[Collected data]
PR #126, opened 2017-09-29
[UT]Add a black list of test cases for macOS

qiuzhong:
Add a black list of test cases for macOS so it will not be run
every time a PR is submitted.


minggangw:
@qiuzhong could you also enable the ut on **circleci** if there is no error. You can change the following section of `circle.yml`:
```
test:
  override:
- echo "disable tests"
```

qiuzhong:
@minggangw , can you tell me how to change it?

minggangw:
That's fine, I am going to change it, thanks!

PR #133, opened 2017-10-09
[ut]Avoid calling method done() multi-times

minggangw:
When running test, test-message-type.js, sometimes the call() method
were called several times, which caused the mocha reported an error.

So we'd better call rclnodejs.shutdown() immediately after the call() is
executed to stop reveiving the subscribed message any longer.

### DIFF
--- a/test/test-message-type.js
+++ b/test/test-message-type.js
@@ -35,12 +35,12 @@ const rclnodejs = require('../index.js');
 // }
 
 describe('Rclnodejs message type testing', function() {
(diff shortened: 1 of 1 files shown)


minggangw:
Hi @qiuzhong would you help to confirm this problem, I meet this recently, not every time I run `npm test`, it appears frequently. If this patch does fix it, I will merge the pr then, thanks!

minggangw:
As #135 has made this change, close this one.

PR #137, opened 2017-10-10
[rosidl_gen]Get the property of array type from the wrapper object

### LINKED ISSUE #110: *ArrayWrapper cannot be used to createPublisher
Take the `Byte` as example, there is a `ByteArrayWrapper` class in the `generated/std_msgs/std_msgs__msg__Byte.js`. It stands for an array of the `Byte` message type. However, it cannot be used to `createPublisher`. This code
```
const rclnodejs = require('./rclnodejs/index.js');

rclnodejs.init().then(() => {
  var node = rclnodejs.createNode('byte_publisher');
  var Byte = rclnodejs.require('std_msgs').msg.Byte;
  var ByteArray = Byte.ArrayType;
  var msg = new ByteArray(3);
  msg.setWrappers([1, 2, 3]);
  // console.log(`${msg.data}`);
  console.log(msg.data[0].data); // print 1
  var publisher = node.createPublisher(ByteArray, 'chatter');
  setInterval(() => {
    console.log(`Publishing: ${msg.data}`);
    publisher.publish(msg);
  }, 500);
  rclnodejs.spin(node);
}).catch((err) => {
  console.log(err);
});

```
will lead a `TypeError` when calls `createPublisher`:
```
1
TypeError: typeClass.type is not a function
    at Function.createPublisher (/home/qiuzhong/Workspace/Work/ros2/tmp/rclnodejs/lib/publisher.js:57:26)
    at Node.createPublisher (/home/qiuzhong/Workspace/Work/ros2/tmp/rclnodejs/lib/node.js:111:31)
    at rclnodejs.init.then (/home/qiuzhong/Workspace/Work/ros2/tmp/publisher.js:106:24)
    at process._tickCallback (internal/process/next_tick.js:109:7)
    at Module.runMain (module.js:606:11)
    at run (bootstrap_node.js:389:7)
    at startup (bootstrap_node.js:149:9)
    at bootstrap_node.js:504:3

```

minggangw:
Currently when getting the property of array type, we will get the value
from ref-struct object directly, which has not been assigned.

To fix this, we must get/set the property through the wrapper
consistently.

Fix #110

### DIFF
--- a/rosidl_gen/templates/message.dot
+++ b/rosidl_gen/templates/message.dot
@@ -214,6 +214,14 @@ class {{=objectWrapper}} {
       wrapper._refObject = this._wrapperFields.{{=field.name}}._refArray[index];
       wrapper.deserialize();
     });
+    {{?? field.type.isPrimitiveType && field.type.isArray}}
+    let {{=field.name}}Primitives = this._refObject.{{=field.name}}.data;
+    {{=field.name}}Primitives.length = this._refObject.{{=field.name}}.size;
+    let {{=field.name}}Values = [];
+    {{=field.name}}Primitives.toArray().forEach(value =>{
+      {{=field.name}}Values.push(value.data);
+    });
+    this._wrapperFields.{{=field.name}}.setWrappers({{=field.name}}Values);
     {{?? !field.type.isArray && field.type.type === 'string' && it.spec.msgName !== 'String'}}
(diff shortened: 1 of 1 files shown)


qiuzhong:
Tested and worked! No crash any more!

minggangw:
Thanks so much for your verification, merging...

PR #162, opened 2017-11-02
Run the cpp/py client sequentially

minggangw:
Originally, we launched the cpp and python client simultaneously, but it
seems that the request is never sent on Windows CI(appveyor)
which leads a timeout of  60000ms. So we will launch the two clients
(cpp and python) one by one.


minggangw:
@qiuzhong I meet this problem on appveyor (https://ci.appveyor.com/project/minggangw/rclnodejs/build/develop-133)  recently after e943cfe7 and windows only, I submit this pr to change the way of launching the client, would you please have a look to see whether it's reasonable?

qiuzhong:
@minggangw , I met this problem too when I submitted last PR for the first time CI on Windows. Linux and macOS were fine. However, for the second CI all passed. I have no idea why this happened.

qiuzhong:
@minggangw , it's OK for me so long as the CI can pass easily!

minggangw:
Thanks, I will merge the pr soon.

PR #172, opened 2017-11-10
Remove the execution from build.sh script, and only run istanbul on

minggangw:
Circle on macOS.

### DIFF
--- a/package.json
+++ b/package.json
@@ -12,8 +12,7 @@
   "scripts": {
     "install": "node-gyp rebuild",
     "docs": "cd docs && make",
-    "test": "node ./scripts/compile_cpp.js && istanbul cover ./scripts/run_test.js --report lcovonly",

__Your task__: Reproduce the data above exactly, leaving nothing out.

__Task answer__:
PR #126, opened 2017-09-29
[UT]Add a black list of test cases for macOS

qiuzhong:
Add a black list of test cases for macOS so it will not be run
every time a PR is submitted.


minggangw:
@qiuzhong could you also enable the ut on **circleci** if there is no error. You can change the following section of `circle.yml`:
```
test:
  override:
- echo "disable tests"
```

qiuzhong:
@minggangw , can you tell me how to change it?

minggangw:
That's fine, I am going to change it, thanks!

PR #133, opened 2017-10-09
[ut]Avoid calling method done() multi-times

minggangw:
When running test, test-message-type.js, sometimes the call() method
were called several times, which caused the mocha reported an error.

So we'd better call rclnodejs.shutdown() immediately after the call() is
executed to stop reveiving the subscribed message any longer.

### DIFF
--- a/test/test-message-type.js
+++ b/test/test-message-type.js
@@ -35,12 +35,12 @@ const rclnodejs = require('../index.js');
 // }
 
 describe('Rclnodejs message type testing', function() {
(diff shortened: 1 of 1 files shown)


minggangw:
Hi @qiuzhong would you help to confirm this problem, I meet this recently, not every time I run `npm test`, it appears frequently. If this patch does fix it, I will merge the pr then, thanks!

minggangw:
As #135 has made this change, close this one.

PR #137, opened 2017-10-10
[rosidl_gen]Get the property of array type from the wrapper object

### LINKED ISSUE #110: *ArrayWrapper cannot be used to createPublisher
Take the `Byte` as example, there is a `ByteArrayWrapper` class in the `generated/std_msgs/std_msgs__msg__Byte.js`. It stands for an array of the `Byte` message type. However, it cannot be used to `createPublisher`. This code
```
const rclnodejs = require('./rclnodejs/index.js');

rclnodejs.init().then(() => {
  var node = rclnodejs.createNode('byte_publisher');
  var Byte = rclnodejs.require('std_msgs').msg.Byte;
  var ByteArray = Byte.ArrayType;
  var msg = new ByteArray(3);
  msg.setWrappers([1, 2, 3]);
  // console.log(`${msg.data}`);
  console.log(msg.data[0].data); // print 1
  var publisher = node.createPublisher(ByteArray, 'chatter');
  setInterval(() => {
    console.log(`Publishing: ${msg.data}`);
    publisher.publish(msg);
  }, 500);
  rclnodejs.spin(node);
}).catch((err) => {
  console.log(err);
});

```
will lead a `TypeError` when calls `createPublisher`:
```
1
TypeError: typeClass.type is not a function
    at Function.createPublisher (/home/qiuzhong/Workspace/Work/ros2/tmp/rclnodejs/lib/publisher.js:57:26)
    at Node.createPublisher (/home/qiuzhong/Workspace/Work/ros2/tmp/rclnodejs/lib/node.js:111:31)
    at rclnodejs.init.then (/home/qiuzhong/Workspace/Work/ros2/tmp/publisher.js:106:24)
    at process._tickCallback (internal/process/next_tick.js:109:7)
    at Module.runMain (module.js:606:11)
    at run (bootstrap_node.js:389:7)
    at startup (bootstrap_node.js:149:9)
    at bootstrap_node.js:504:3

```

minggangw:
Currently when getting the property of array type, we will get the value
from ref-struct object directly, which has not been assigned.

To fix this, we must get/set the property through the wrapper
consistently.

Fix #110

### DIFF
--- a/rosidl_gen/templates/message.dot
+++ b/rosidl_gen/templates/message.dot
@@ -214,6 +214,14 @@ class {{=objectWrapper}} {
       wrapper._refObject = this._wrapperFields.{{=field.name}}._refArray[index];
       wrapper.deserialize();
     });
+    {{?? field.type.isPrimitiveType && field.type.isArray}}
+    let {{=field.name}}Primitives = this._refObject.{{=field.name}}.data;
+    {{=field.name}}Primitives.length = this._refObject.{{=field.name}}.size;
+    let {{=field.name}}Values = [];
+    {{=field.name}}Primitives.toArray().forEach(value =>{
+      {{=field.name}}Values.push(value.data);
+    });
+    this._wrapperFields.{{=field.name}}.setWrappers({{=field.name}}Values);
     {{?? !field.type.isArray && field.type.type === 'string' && it.spec.msgName !== 'String'}}
(diff shortened: 1 of 1 files shown)


qiuzhong:
Tested and worked! No crash any more!

minggangw:
Thanks so much for your verification, merging...

PR #162, opened 2017-11-02
Run the cpp/py client sequentially

minggangw:
Originally, we launched the cpp and python client simultaneously, but it
seems that the request is never sent on Windows CI(appveyor)
which leads a timeout of  60000ms. So we will launch the two clients
(cpp and python) one by one.


minggangw:
@qiuzhong I meet this problem on appveyor (https://ci.appveyor.com/project/minggangw/rclnodejs/build/develop-133)  recently after e943cfe7 and windows only, I submit this pr to change the way of launching the client, would you please have a look to see whether it's reasonable?

qiuzhong:
@minggangw , I met this problem too when I submitted last PR for the first time CI on Windows. Linux and macOS were fine. However, for the second CI all passed. I have no idea why this happened.

qiuzhong:
@minggangw , it's OK for me so long as the CI can pass easily!

minggangw:
Thanks, I will merge the pr soon.

PR #172, opened 2017-11-10
Remove the execution from build.sh script, and only run istanbul on

minggangw:
Circle on macOS.

### DIFF
--- a/package.json
+++ b/package.json
@@ -12,8 +12,7 @@
   "scripts": {
     "install": "node-gyp rebuild",
     "docs": "cd docs && make",
-    "test": "node ./scripts/compile_cpp.js && istanbul cover ./scripts/run_test.js --report lcovonly",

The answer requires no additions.